Exercise description: Please write out the line containing "came from gonzales-pe pkg via postcss-sass" and each line after it through the end of the data, exactly, and nothing else.

*** Record extracts ***

PR #48, opened 2020-04-05
resolve 2/3 security advisories

sojeri:
This doesn't fix the `kind-of` issue but does fix the other two alerts attached to this repo. Kind of is a lot messier so I think we can hold out a few more days to see if big maintainers like storybook and FB will fix their deps. It cleans up yarn audit output *a ton*.

### minimist

security advisory: [Prototype pollution in minimist](https://github.com/advisories/GHSA-vh95-rmgr-6w4m)

came from gonzales-pe pkg via postcss-sass
- fixed in tonyganch/gonzales-pe#304 (=> `4.3.0`)
- incorporated in AleshaOleg/postcss-sass#143 (=> `0.4.4`)

I could have fixed by patching yarn.lock alone, but used the force upgrade method for explictness here. See my work in b8e6805d, c0f0a829, and 791b1e27.

### acorn

security advisory: [Regular Expression Denial of Service in Acorn](https://github.com/advisories/GHSA-6chw-6frg-f759)

TBH, came from bad yarn logic. This is a long-time bug in yarn which happens from time to time: our dependency tree had no reason to have both 6.4.0 and 6.4.1, but yarn isn't great at cleaning these dupes. So I manually patched yarn.lock in fac6225b.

***

Solution to this exercise:
came from gonzales-pe pkg via postcss-sass
- fixed in tonyganch/gonzales-pe#304 (=> `4.3.0`)
- incorporated in AleshaOleg/postcss-sass#143 (=> `0.4.4`)

I could have fixed by patching yarn.lock alone, but used the force upgrade method for explictness here. See my work in b8e6805d, c0f0a829, and 791b1e27.

### acorn

security advisory: [Regular Expression Denial of Service in Acorn](https://github.com/advisories/GHSA-6chw-6frg-f759)

TBH, came from bad yarn logic. This is a long-time bug in yarn which happens from time to time: our dependency tree had no reason to have both 6.4.0 and 6.4.1, but yarn isn't great at cleaning these dupes. So I manually patched yarn.lock in fac6225b.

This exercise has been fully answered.